CAMBRIDGE, MD — Like many people I know, work friends can’t be Facebook friends. I save my Facebook account for personal screeds on politics and religion and for sharing family pictures with interested friends and relatives separated by geography.
Occasionally, however, the discussion turns to health IT matters. A couple weeks ago, I posted about the new Massachusetts HIE going live for all my pals in the state. Demand your data! I said, which begat a comment string that led to our friend Abigail, a nurse and instructor from Rhode Island, bemoaning the fact that “HIE,” for many patients, adds up to unintelligible page upon unintelligible page of stat-laden PDFs because of the lack of interoperability between EHR systems.
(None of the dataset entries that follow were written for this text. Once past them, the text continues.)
PR #1149, opened 2026-06-15
Make o.e.mylyn.wikitext.parser.markup API

azoitl:
By turning this package API clients of Wikitext can extend existing markup languages with own language elements. An example can be links to model elements for which the markdown file is a documentation.


ruspl-afed:
The change is indeed laconic, but not so trivial, since it promotes to an API a number of ancient types that may require to open even more related types to complete the scenario. 
Personally I tend to keep them hidden and open a bit more modern and solid API, however your live interest to the subject may change my opinion @azoitl 
What is missed here in the PR is a reference to a problem that we are going to solve with this PR, because here you are talking about "own language elements", while in the discussion you are asking about "how to create an instance of `HtmlLanguage`"
It would be great to ensure that this change is required and sufficient to solve your integration problem and not just a first step to turn too much code around into an API.
In other words, can we have [a reference to] a desired code snippet?

azoitl:
@ruspl-afed I understand your confusion and my message was way to short. I think I should first point out my use-cases:

1. I would like to embedded an wikitext markdown editor (source and preview) into an editor tab of a multipage editor.
2. I would like add custom parser rules with custom preview to an existing markdown language (in our case Asciidoc)
3. I would like to have a HTML preview window for markdown files for a certain subsets of my editors (i.e., read only files)

For 1 and 3 I would at least need to be able to hold a variable of type `MarkupLanguage` as the language I would like to parse has this as baseclass as well as the `HtmlLanguage` for the HTML preview.

For 2 I need to create an own `MarkupLanguageConfiguration` with its associated classes. Mainly `Block` and `PatternBasedElement`/`PatternBasedElementProcessor`. 

I created a first prototype for testing using a lot of internal API. The two main classes are the 

- Editor: https://github.com/eclipse-4diac/4diac-ide/blob/develop/plugins/org.eclipse.fordiac.ide.fbtypeeditor.asciidoc/src/org/eclipse/fordiac/ide/fbtypeeditor/asciidoc/editors/AsciiDocDocumentationEditor.java
- Viewer: https://github.com/eclipse-4diac/4diac-ide/blob/develop/plugins/org.eclipse.fordiac.ide.fbtypeeditor.asciidoc/src/org/eclipse/fordiac/ide/fbtypeeditor/asciidoc/editors/AsciiDocPreviewTypeEditorPage.java

I think in the second file you see it a bit better. It is the code starting from line 153.

Most probably I missed a lot and I'm happy for any suggestions to make this better.

ruspl-afed (approved):
After reviewing the code around it is clear for me that the most straightforward way for today is to let this former API return, otherwise we will loose another usage that has a potential to be a driver for further Mylyn Docs evolution.
May be a few of related packages will follow.

PR #1154, opened 2026-06-16
Use @SetSystemProperty in unit tests #1151

### LINKED ISSUE #1151: Use @SetSystemProperty
Replace System.setProperty in unit tests with @SetSystemProperty

gnl42:
Use @SetSystemProperty annotation instead of System.setProperty in unit tests

Task-Url: https://github.com/eclipse-mylyn/org.eclipse.mylyn/issues/1151


merks (approved):
Looks cleaner.

ruspl-afed (approved):
This may lead us to a philosophical discussion about semantic expressiveness and so on, that I would love to have with all of you in person one day.
OK, setting system property "outside" is much better than doing it "inside".

Issue #1156, opened 2026-06-17
JAXBContext ClassNotFoundException JAXBContextFactory


gnl42:
Maven runs after #1152  of the jenkins tests produces some 300k lines of the format:
```
Running JenkinsClientTest.testAbortBuild@JENKINS 2.506
java.lang.ClassNotFoundException: org.glassfish.jaxb.runtime.v2.JAXBContextFactory cannot be found by org.glassfish.jaxb.runtime.source_4.0.9
	at org.eclipse.osgi.internal.loader.BundleLoader.generateException(BundleLoader.java:570)
	at org.eclipse.osgi.internal.loader.BundleLoader.findClass0(BundleLoader.java:564)
	at org.eclipse.osgi.internal.loader.BundleLoader.findClass(BundleLoader.java:439)
	at org.eclipse.osgi.internal.loader.ModuleClassLoader.loadClass(ModuleClassLoader.java:195)
	at java.base/java.lang.ClassLoader.loadClass(ClassLoader.java:526)
	at org.eclipse.osgi.internal.framework.EquinoxBundle.loadClass(EquinoxBundle.java:663)
	at org.glassfish.hk2.osgiresourcelocator.ServiceLoaderImpl.loadClassSecured(ServiceLoaderImpl.java:151)
	at org.glassfish.hk2.osgiresourcelocator.ServiceLoaderImpl.lookupProviderClasses1(ServiceLoaderImpl.java:123)
	at org.glassfish.hk2.osgiresourcelocator.ServiceLoader.lookupProviderClasses(ServiceLoader.java:109)
	at java.base/jdk.internal.reflect.DirectMethodHandleAccessor.invoke(DirectMethodHandleAccessor.java:103)
	at java.base/java.lang.reflect.Method.invoke(Method.java:580)
	at jakarta.xml.bind.ServiceLoaderUtil.lookupUsingOSGiServiceLoader(ServiceLoaderUtil.java:60)
	at jakarta.xml.bind.ContextFinder.find(ContextFinder.java:371)
	at jakarta.xml.bind.JAXBContext.newInstance(JAXBContext.java:605)
	at jakarta.xml.bind.JAXBContext.newInstance(JAXBContext.java:546)
	at org.eclipse.mylyn.internal.jenkins.core.client.RestfulJenkinsClient.unmarshal(RestfulJenkinsClient.java:452)
```
ad nauseam,

[...]

PR #1157, opened 2026-06-20
Add bundle require for jakarta.xml.bind-api to o.e.mylyn.jenkins.core

merks:
https://github.com/eclipse-mylyn/org.eclipse.mylyn/issues/1156


gnl42:
The problem  is still there
```
java.lang.ClassNotFoundException: org.glassfish.jaxb.runtime.v2.JAXBContextFactory cannot be found by org.glassfish.jaxb.runtime.source_4.0.9
[2](https://github.com/eclipse-mylyn/org.eclipse.mylyn/actions/runs/27875837087/job/82495058586#step:5:25858)
```

merks:
Yes, none of my efforts helped so far.   😢 

I wonder if it's deploying the source bundles in the launch?  A launch from the IDE doesn't have this problem.

I wanted to analyze all the orbit bundles to see which one(s) have source bundles with questionable exports.  Because I'm not 100% sure which thing is causing which problem, or even if for sure it's the same problem...

merks:
I didn't realize is the source bundles with service registration that cause problem, and I didn't realize there are so many such things!!!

At that point, it was game on. Inspired by the recent town-hall-format presidential debate, I asked her if she had anything in particular she’d like to ask or tell Doug Fridsma, M.D., director of the Office of Standards and Interoperability and the acting chief scientist in the Office of the National Coordinator for Health Information Technology — our country’s health data interoperability czar – knowing I’d be running into him at the HealthTech Council meeting.
“Well I think you might want to point out that the charting from a single day on the ICU can now run to 30 pages of printouts that obfuscate more than they inform – we need creative new data presentations that could be developed by a team of MDs, informatics specialists, librarians and graphic artists.” As opposed to programmers or other vendor groupthinkers.
What would Dr. Fridsma have to say to that? Metadata and annotations hold the key, he said, although initiatives to standardize and make these usable are still in early development. However, he sees a time where, for instance, the metadata to a record would indicate “ICU stay” and annotations would help aggregate key points of data (such as high blood pressure and low blood pressure during the stay) for later use. In effect, although all of the patient’s data – all those continuous blood-pressure readings, etc. – would remain in the complete record, filters could sort the key points in a patient’s report so those 30-page PDFs could turn into more usable snapshots of an episode of care.
The trick is to understand information decay, which may only be pulled off with the help of human interaction, Fridsma said. As in, data from one ICU stay might have intensely important data, such as a hypertension event that has long-lasting health consequences. A different stay might yield unremarkable test readings that turn out to be insignificant in the big picture of a patient’s health status. It’s hard for a machine to differentiate them.
“The aggregation issue is probably, at this point, still in its infancy,” Fridsma said. “Particularly, time-series data aggregation is tough. [It] requires medical knowledge to do it right, and I’m not sure that we are always going to be able to do that automatically, but if you annotate the data with how it was collected, who it was collected by, and at what point in their hospital stay it was…smart people should be able to do the things that need to be done, like ‘should we aggregate this with mean, mode, and all these things we care about?’ There are some things that we’re always going to require clinicians to interact with. Our job, then, is to figure out what information we can provide to them so they can summarize that ICU stay in a way that makes sense to [patient and next care provider down the line].”
Good question, nurse Abigail. Looks like no matter how well EHR design is sharpened in the future, people will still be whipping a patient’s data into shape to make it comprehensible – and usable.